## To do
Pull out every line below that contains the word "issues".

-- Opening Marker --

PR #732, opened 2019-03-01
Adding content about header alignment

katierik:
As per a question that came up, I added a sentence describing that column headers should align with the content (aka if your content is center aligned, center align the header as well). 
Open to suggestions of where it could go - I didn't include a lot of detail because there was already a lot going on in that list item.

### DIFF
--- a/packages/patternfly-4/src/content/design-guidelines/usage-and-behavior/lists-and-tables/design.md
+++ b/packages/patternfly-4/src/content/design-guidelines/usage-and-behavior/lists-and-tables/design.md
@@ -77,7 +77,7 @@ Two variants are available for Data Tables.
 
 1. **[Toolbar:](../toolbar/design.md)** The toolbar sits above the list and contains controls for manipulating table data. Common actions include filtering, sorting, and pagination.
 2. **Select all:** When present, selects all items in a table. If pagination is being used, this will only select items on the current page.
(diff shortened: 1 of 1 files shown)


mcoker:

-- Closing Marker --
-- Opening Marker --

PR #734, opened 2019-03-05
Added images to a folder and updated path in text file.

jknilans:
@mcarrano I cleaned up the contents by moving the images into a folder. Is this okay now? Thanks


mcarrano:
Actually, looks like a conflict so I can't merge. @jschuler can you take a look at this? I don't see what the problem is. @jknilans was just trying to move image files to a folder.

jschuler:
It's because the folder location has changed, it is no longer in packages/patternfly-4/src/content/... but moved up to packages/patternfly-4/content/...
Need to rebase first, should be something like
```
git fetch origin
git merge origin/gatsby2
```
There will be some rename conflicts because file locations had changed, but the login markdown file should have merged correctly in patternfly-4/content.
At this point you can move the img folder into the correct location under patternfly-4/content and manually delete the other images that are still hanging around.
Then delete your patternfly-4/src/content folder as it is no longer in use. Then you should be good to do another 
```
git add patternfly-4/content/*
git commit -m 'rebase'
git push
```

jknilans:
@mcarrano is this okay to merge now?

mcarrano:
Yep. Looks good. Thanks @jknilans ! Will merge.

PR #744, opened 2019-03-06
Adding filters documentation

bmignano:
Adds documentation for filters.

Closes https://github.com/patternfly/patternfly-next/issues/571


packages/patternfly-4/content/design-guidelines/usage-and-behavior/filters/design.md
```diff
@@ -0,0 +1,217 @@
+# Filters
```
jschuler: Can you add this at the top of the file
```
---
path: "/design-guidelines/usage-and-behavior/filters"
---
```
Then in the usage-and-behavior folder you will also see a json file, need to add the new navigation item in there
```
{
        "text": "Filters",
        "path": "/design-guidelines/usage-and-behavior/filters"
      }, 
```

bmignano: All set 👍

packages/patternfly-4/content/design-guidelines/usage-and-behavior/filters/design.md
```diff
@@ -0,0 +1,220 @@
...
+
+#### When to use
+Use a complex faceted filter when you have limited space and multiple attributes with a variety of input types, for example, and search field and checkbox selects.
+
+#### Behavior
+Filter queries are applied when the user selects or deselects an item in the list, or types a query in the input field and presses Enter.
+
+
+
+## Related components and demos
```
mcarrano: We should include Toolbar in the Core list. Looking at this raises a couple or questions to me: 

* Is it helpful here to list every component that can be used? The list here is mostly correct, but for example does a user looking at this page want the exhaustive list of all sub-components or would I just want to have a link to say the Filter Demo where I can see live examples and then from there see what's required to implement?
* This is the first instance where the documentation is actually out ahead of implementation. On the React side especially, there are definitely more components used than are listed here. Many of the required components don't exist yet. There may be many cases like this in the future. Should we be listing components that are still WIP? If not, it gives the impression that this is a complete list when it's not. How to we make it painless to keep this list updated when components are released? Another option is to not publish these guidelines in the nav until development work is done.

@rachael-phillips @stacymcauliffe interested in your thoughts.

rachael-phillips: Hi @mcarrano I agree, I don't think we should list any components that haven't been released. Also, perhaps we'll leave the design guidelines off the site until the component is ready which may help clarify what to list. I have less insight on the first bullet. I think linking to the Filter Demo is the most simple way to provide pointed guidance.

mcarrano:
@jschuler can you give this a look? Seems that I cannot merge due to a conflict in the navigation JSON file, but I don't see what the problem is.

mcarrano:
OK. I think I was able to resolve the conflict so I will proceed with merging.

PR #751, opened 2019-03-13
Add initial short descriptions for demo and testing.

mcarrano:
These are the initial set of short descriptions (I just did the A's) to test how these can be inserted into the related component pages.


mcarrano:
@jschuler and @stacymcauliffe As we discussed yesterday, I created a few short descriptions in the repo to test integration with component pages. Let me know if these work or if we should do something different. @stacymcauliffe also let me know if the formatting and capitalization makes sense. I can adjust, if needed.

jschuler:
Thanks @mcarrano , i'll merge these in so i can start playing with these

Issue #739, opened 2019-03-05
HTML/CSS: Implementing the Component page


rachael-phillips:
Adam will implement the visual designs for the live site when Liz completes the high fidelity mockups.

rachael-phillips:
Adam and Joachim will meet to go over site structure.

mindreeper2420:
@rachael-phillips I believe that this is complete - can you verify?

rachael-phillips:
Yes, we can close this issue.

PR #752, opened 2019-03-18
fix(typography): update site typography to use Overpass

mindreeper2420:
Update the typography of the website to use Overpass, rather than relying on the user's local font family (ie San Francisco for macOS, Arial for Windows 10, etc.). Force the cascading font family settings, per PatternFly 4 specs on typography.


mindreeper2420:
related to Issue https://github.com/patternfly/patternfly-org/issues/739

-- Closing Marker --
-- Opening Marker --

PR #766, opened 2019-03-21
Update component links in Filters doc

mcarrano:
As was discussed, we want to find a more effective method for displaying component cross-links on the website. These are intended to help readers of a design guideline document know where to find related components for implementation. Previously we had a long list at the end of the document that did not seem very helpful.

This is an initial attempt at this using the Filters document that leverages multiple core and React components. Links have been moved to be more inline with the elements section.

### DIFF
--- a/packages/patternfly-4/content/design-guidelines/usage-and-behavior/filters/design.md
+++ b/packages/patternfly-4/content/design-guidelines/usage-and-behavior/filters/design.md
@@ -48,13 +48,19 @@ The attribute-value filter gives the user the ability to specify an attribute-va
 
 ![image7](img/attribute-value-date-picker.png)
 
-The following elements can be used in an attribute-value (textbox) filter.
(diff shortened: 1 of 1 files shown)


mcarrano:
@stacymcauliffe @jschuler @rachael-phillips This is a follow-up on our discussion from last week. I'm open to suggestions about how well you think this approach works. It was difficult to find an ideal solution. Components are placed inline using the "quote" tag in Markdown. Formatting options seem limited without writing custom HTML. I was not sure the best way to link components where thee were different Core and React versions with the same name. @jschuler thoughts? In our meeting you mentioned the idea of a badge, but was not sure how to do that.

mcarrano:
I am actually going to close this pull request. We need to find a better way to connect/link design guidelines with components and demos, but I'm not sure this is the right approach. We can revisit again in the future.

-- Closing Marker --

## Task answer
Closes https://github.com/patternfly/patternfly-next/issues/571
related to Issue https://github.com/patternfly/patternfly-org/issues/739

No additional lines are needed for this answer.